Dáil debates

Wednesday, 6 May 2015

5:10 pm

Photo of Gerry AdamsGerry Adams (Louth, Sinn Fein) | Oireachtas source

Early last year, the Taoiseach volunteered to bring forward an all-party Oireachtas motion in support of the Ballymurphy families and although we did not ask for this, I very much welcomed it. When I asked him about it some months later, because it had not been brought forward, on 1 July, he said the Government was working on a comprehensive motion which would be discussed with Deputies Martin and Adams shortly. Again, time passed but ní tharla rud ar bith ó shin. In February of this year, he said he would have it in March. It is now May and we still do not have this. I would like a debate on the North.

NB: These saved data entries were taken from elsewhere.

PR #65, opened 2026-03-11
feat(config): add WithHeader option for custom HTTP headers

jrschumacher:
## Summary

- Add a `WithHeader` config option that injects custom HTTP headers on every provider request.
- Inject headers via a transport wrapper (`headerTransport`) that **clones each request before adding headers**, so the caller's `*http.Request` is never mutated (per the `net/http` `RoundTripper` contract).
- Route the Anthropic provider through `cfg.HTTPClient()` so custom headers (and the configured client) apply to Anthropic too.
- Re-export `WithHeader` from the root `anyllm` package.

`Headers` is stored as the stdlib `http.Header`, and `WithHeader` uses `Set` semantics — repeated calls with the same key overwrite the previous value. The header set is cloned when the client is built, so mutating `cfg.Headers` afterward cannot race an in-flight request.

## Motivation

Proxy/gateway services like [Cloudflare AI Gateway](https://developers.cloudflare.com/ai-gateway/) require custom authentication headers (e.g., `cf-aig-authorization`) alongside the provider's own API key. Previously there was no way to inject custom headers without supplying a fully custom HTTP client with a hand-rolled round-tripper.

## ⚠️ Behavior change (Anthropic)

Before this PR the Anthropic provider used the `anthropic-sdk-go` default HTTP client, which has **no timeout**. It now uses `cfg.HTTPClient()`, so the configured `cfg.Timeout` (default **120s**) applies to Anthropic requests. Because this is an `http.Client.Timeout`, it bounds the entire request — **including streaming responses**. Callers whose Anthropic calls can exceed 120s should raise it with `WithTimeout`, or supply their own client via `WithHTTPClient`. This aligns Anthropic with every other provider, which already route through `cfg.HTTPClient()`.

## Usage

```go
provider, err := openai.New(
    anyllm.WithAPIKey("sk-..."),
    anyllm.WithBaseURL("https://gateway.ai.cloudflare.com/v1/{account}/{gateway}/openai"),
    anyllm.WithHeader("cf-aig-authorization", "Bearer cf-token"),
)
```

Works with all providers, since they all use `cfg.HTTPClient()` (Anthropic included, via this PR).

## Changes

| File | Change |
|------|--------|
| `config/config.go` | `Headers http.Header` field; `WithHeader` option (Set semantics, trims key); `headerTransport` round-tripper that clones the request before injecting headers; `HTTPClient()` wraps the base transport when headers are set (cloning the header set) while preserving the base client's `Timeout`/`CheckRedirect`/`Jar` |
| `config/config_test.go` | Tests: key/value validation, multiple headers, duplicate-key overwrite, transport wrapping (default + custom client), no-op when no headers set, and an end-to-end `httptest` test asserting inbound headers and that the caller's request is not mutated |
| `providers/anthropic/anthropic.go` | Pass `cfg.HTTPClient()` to the SDK client options |
| `anyllm.go` | Re-export `WithHeader` |

## Test plan

- [x] `go build ./...`
- [x] `go test -race ./config/...` (unit + end-to-end)
- [x] `golangci-lint run` clean
- [x] Rebased onto latest `main`

### DIFF
--- a/config/config.go
+++ b/config/config.go
@@ -18,6 +18,11 @@ type Config struct {
 	// BaseURL is the base URL for the API. If empty, the provider's default is used.
 	BaseURL string
 
+	// Headers holds extra HTTP headers to include on every request.
+	// Useful for proxy authentication (e.g., Cloudflare AI Gateway's
+	// cf-aig-authorization header).
+	Headers map[string]string
+
 	// Extra holds provider-specific configuration options.
 	Extra map[string]any
 
@@ -90,6 +95,26 @@ func WithBaseURL(baseURL string) Option {
 	}
 }
 
+
+// WithHeader adds an HTTP header that will be included on every request.
+// Useful for proxy/gateway authentication (e.g., cf-aig-authorization for
+// Cloudflare AI Gateway). Can be called multiple times to add multiple headers.
+func WithHeader(key, value string) Option {
+	return func(c *Config) error {
+		key = strings.TrimSpace(key)
+		if key == "" {
+			return fmt.Errorf("header key cannot be empty")
+		}
+
+		if c.Headers == nil {
+			c.Headers = make(map[string]string)
+		}
+
+		c.Headers[key] = value
+		return nil
+	}
+}
+
 // WithExtra sets extra provider-specific configuration.
 // Whitespace is automatically trimmed from the key.
 func WithExtra(key string, value any) Option {
@@ -155,9 +180,41 @@ func (c *Config) HTTPClient() *http.Client {
 		if c.httpClient == nil {
 			c.httpClient = &http.Client{Timeout: c.Timeout}
 		}
+
+		// Wrap the transport to inject custom headers on every request.
+		if len(c.Headers) > 0 {
+			c.httpClient = &http.Client{
+				Transport: &headerTransport{
+					base:    c.httpClient.Transport,
+					headers: c.Headers,
+				},
+				Timeout:       c.httpClient.Timeout,
+				CheckRedirect: c.httpClient.CheckRedirect,
+				Jar:           c.httpClient.Jar,
+			}
+		}
 	})
 
 	return c.httpClient
+}
+
+// headerTransport is an http.RoundTripper that injects headers on every request.
+type headerTransport struct {
+	base    http.RoundTripper
+	headers map[string]string
+}
+
+func (t *headerTransport) RoundTrip(req *http.Request) (*http.Response, error) {
+	for key, value := range t.headers {
+		req.Header.Set(key, value)
+	}
+
+	base := t.base
+	if base == nil {
+		base = http.DefaultTransport
+	}
+
+	return base.RoundTrip(req)
 }
 
 // ResolveAPIKey returns the API key from config if set, otherwise falls back
--- a/config/config.go
+++ b/config/config.go
@@ -21,7 +21,7 @@ type Config struct {
 	// Headers holds extra HTTP headers to include on every request.
 	// Useful for proxy authentication (e.g., Cloudflare AI Gateway's
 	// cf-aig-authorization header).
-	Headers map[string]string
+	Headers http.Header
 
 	// Extra holds provider-specific configuration options.
 	Extra map[string]any
@@ -37,6 +37,33 @@ type Config struct {
 
 // Option is a function that modifies the Config.
 type Option func(*Config) error
+
+// headerTransport is an http.RoundTripper that injects a fixed set of headers
+// onto every request it forwards.
+type headerTransport struct {
+	base    http.RoundTripper
+	headers http.Header
+}
+
+// RoundTrip injects the configured headers and forwards the request.
+// It operates on a clone so the caller's *http.Request is left unmodified,
+// per the http.RoundTripper contract.
+func (t *headerTransport) RoundTrip(req *http.Request) (*http.Response, error) {
+	clone := req.Clone(req.Context())
+	for key, values := range t.headers {
+		clone.Header.Del(key)
+		for _, value := range values {
+			clone.Header.Add(key, value)
+		}
+	}
+
+	base := t.base
+	if base == nil {
+		base = http.DefaultTransport
+	}
+
+	return base.RoundTrip(clone)
+}
 
 // New creates a Config with the given options applied.
 // Note: HTTPClient is not created here by default; it is lazily created via the HTTPClient()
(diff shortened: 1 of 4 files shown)


peteski22:
### Code review

Found 3 issues:

1. Data race on shared `Headers` map. `headerTransport.headers` aliases `Config.Headers` (exported, mutable) rather than copying it. If any caller mutates `cfg.Headers` after `HTTPClient()` returns while a concurrent request is in `RoundTrip` ranging over the map, that is an unsynchronised concurrent read/write. Fix by cloning at construction. (`.claude/CLAUDE.md` Go Proverbs: *"Don't communicate by sharing memory, share memory by communicating."*)

https://github.com/mozilla-ai/any-llm-go/blob/e9c9344222f1aee2aa51ccae645e6dde71c6c5b4/config/config.go#L184-L196

2. `WithHeader` placed out of alphabetical order — sits between `WithBaseURL` and `WithExtra`. Correct order: `WithAPIKey`, `WithBaseURL`, `WithExtra`, `WithHeader`, `WithHTTPClient`, `WithTimeout`. (`.claude/CLAUDE.md` Go Language Rules: *"Within each section, top-level declarations should be in alphabetical order"*. Root `CLAUDE.md` File Organization: *"Exported methods (alphabetically)"*.)

https://github.com/mozilla-ai/any-llm-go/blob/e9c9344222f1aee2aa51ccae645e6dde71c6c5b4/config/config.go#L96-L108

3. `HTTPClient()` docstring is now inaccurate. The note says *"If a custom client was provided via WithHTTPClient, that pointer is returned"* — but when `Headers` is non-empty, `HTTPClient()` constructs a new `*http.Client` wrapping the original, so the returned pointer is different. Update the doc to reflect the wrapping and the fact that `Timeout`/`CheckRedirect`/`Jar` are copied at that point.

https://github.com/mozilla-ai/any-llm-go/blob/e9c9344222f1aee2aa51ccae645e6dde71c6c5b4/config/config.go#L172-L199

config/config.go
```diff
@@ -155,11 +180,43 @@ func (c *Config) HTTPClient() *http.Client {
...
 
+// headerTransport is an http.RoundTripper that injects headers on every request.
+type headerTransport struct {
+	base    http.RoundTripper
+	headers map[string]string
+}
+
+func (t *headerTransport) RoundTrip(req *http.Request) (*http.Response, error) {
+	for key, value := range t.headers {
+		req.Header.Set(key, value)
```
peteski22: `RoundTrip` mutates the caller's request. `net/http` contract: *"RoundTrip should not modify the request, except for consuming and closing the Body."* Gateway provider already does this correctly — clone first:

```go
clone := req.Clone(req.Context())
for k, v := range t.headers {
    clone.Header.Set(k, v)
}
return t.base.RoundTrip(clone)
```

See `providers/gateway/gateway.go:373-378` for the established pattern.

providers/anthropic/anthropic.go
```diff
@@ -112,6 +112,7 @@ func New(opts ...config.Option) (*Provider, error) {
 
 	clientOpts := []option.RequestOption{
 		option.WithAPIKey(apiKey),
+		option.WithHTTPClient(cfg.HTTPClient()),
```
peteski22, line 121: Correct fix, but silent behavior change. Before this PR the Anthropic SDK used its own default HTTP client (no timeout). Now `cfg.Timeout` applies — existing callers with Anthropic calls >120s (default) will start timing out. Please note in PR description + CHANGELOG.

peteski22 (commented):
Inline comments cover line-anchored issues. Non-anchored items:

**Tests**
- No end-to-end test. Spin up `httptest.NewServer`, assert inbound headers match. Catches the `RoundTrip` mutation bug and real injection regressions.
- Missing test for duplicate-key semantics (`WithHeader("X","a"); WithHeader("X","b")`). Documents overwrite vs append behavior — required if `Headers` switches to `http.Header`.

**Follow-ups (not blocking)**
- Gateway provider on `main` has its own `headerTransport` (`providers/gateway/gateway.go:125-128,373-378`). Migrate to `config.WithHeader` in a follow-up to dedupe.
- Platform provider builds its own `&http.Client{Timeout: 30s}` and won't pick up `WithHeader`. Out of scope per gateway replacement.

Verified against e9c9344 + origin/main. Extends prior comment.

config/config.go
```diff
@@ -18,6 +18,11 @@ type Config struct {
 	// BaseURL is the base URL for the API. If empty, the provider's default is used.
 	BaseURL string
 
+	// Headers holds extra HTTP headers to include on every request.
+	// Useful for proxy authentication (e.g., Cloudflare AI Gateway's
+	// cf-aig-authorization header).
+	Headers map[string]string
```
peteski22: `map[string]string` silently overwrites duplicate keys and can't represent multi-valued headers (RFC 7230 §3.2.2). Suggest `http.Header` to match stdlib, with `WithHeader` calling `Add` (append) or `Set` (overwrite) — pick one and document the semantic.

config/config.go
```diff
@@ -155,11 +180,43 @@ func (c *Config) HTTPClient() *http.Client {
...
+				Jar:           c.httpClient.Jar,
+			}
+		}
 	})
 
 	return c.httpClient
 }
 
+// headerTransport is an http.RoundTripper that injects headers on every request.
+type headerTransport struct {
```
peteski22: Type belongs in the types section near `Config`/`Option`, not after `HTTPClient()`. Project `CLAUDE.md` File Organization: *"Types (exported first, then unexported helpers)"* precede constructor and methods.

config/config.go
```diff
@@ -155,11 +180,43 @@ func (c *Config) HTTPClient() *http.Client {
 		if c.httpClient == nil {
 			c.httpClient = &http.Client{Timeout: c.Timeout}
 		}
+
+		// Wrap the transport to inject custom headers on every request.
```
peteski22: Narration — restates the next three lines. Drop, or replace with *why* (e.g. "applied transport-layer so header injection is provider-agnostic").

config/config_test.go
```diff
@@ -572,3 +572,126 @@ func TestHTTPClientCaching(t *testing.T) {
...
+			t.Parallel()
+
+			cfg, err := New(WithHeader(tc.key, tc.value))
+			if tc.wantErr {
+				require.Error(t, err)
+				return
+			}
+
+			require.NoError(t, err)
+			require.NotNil(t, cfg.Headers)
```
peteski22, line 633: Only checks `Headers != nil`. Doesn't verify the trimmed key or value landed. Add:

```go
require.Equal(t, expectedKey, /* resolved key */)
require.Equal(t, tc.value, cfg.Headers[expectedKey])
```

config/config_test.go
```diff
@@ -572,3 +572,126 @@ func TestHTTPClientCaching(t *testing.T) {
...
+	t.Parallel()
+
+	cfg, err := New()
+	require.NoError(t, err)
+
+	client := cfg.HTTPClient()
+	require.NotNil(t, client)
+
+	// Without headers, transport should NOT be a headerTransport.
+	_, ok := client.Transport.(*headerTransport)
```
peteski22: Passes for the wrong reason. With no headers + no custom client, `client.Transport` is `nil`. Type assertion on `nil` returns `ok=false`, so this succeeds even if the wrapping logic were broken. Tighten:

```go
require.Nil(t, client.Transport)
```

jrschumacher:
@peteski22 Sounds good I'll take a look at these issues.

providers/anthropic/anthropic.go
peteski22: Documented on `config.WithTimeout` and called out in the PR summary. The underlying design — a whole-request `http.Client.Timeout` that caps streaming responses across all providers — is tracked in #152.

peteski22 (approved):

On 24 March of this year, the Taoiseach agreed to hold a debate on the North. As he should know, in recent weeks there has been a sustained and concerted attack on Sinn Féin representatives. There have been four attacks on the homes and property of Sinn Féin councillors and members. There have been seven death threats. The cars belonging to two Derry Sinn Féin councillors were destroyed last night outside their homes and the car of another activist, Sean McMonagle, was burned. The Taoiseach knows that Frank McCabe junior, son of a Sinn Féin member, Frank McCabe in south Armagh, was blinded in one eye by a booby trap bomb on the family property. The home of the Deputy First Minister, Martin McGuinness, was paint-bombed last week. There were death threats yesterday and bomb alerts at the homes of Martina Anderson MEP, and Raymond McCartney, MLA. This morning, when I was on my to the 1916 commemoration at Arbour Hill, there was a bomb alert at my home. I got word that police sniffer dogs were there and they were checking out the precincts of the house.

We need to discuss all of these matters, particularly in the light of tomorrow’s election and its likely repercussions if the Tories get in because of their commitment to leave the EU but also their adherence to austerity and so on. Will the Taoiseach set a date for the debate as soon as possible so that we can discuss all of these very important issues? The silence on these attacks from the Government and others in this Chamber, who are sometimes very loud in making one-sided remarks about the North, is deafening. Will the Taoiseach let us know the Government’s position on these threats and attacks?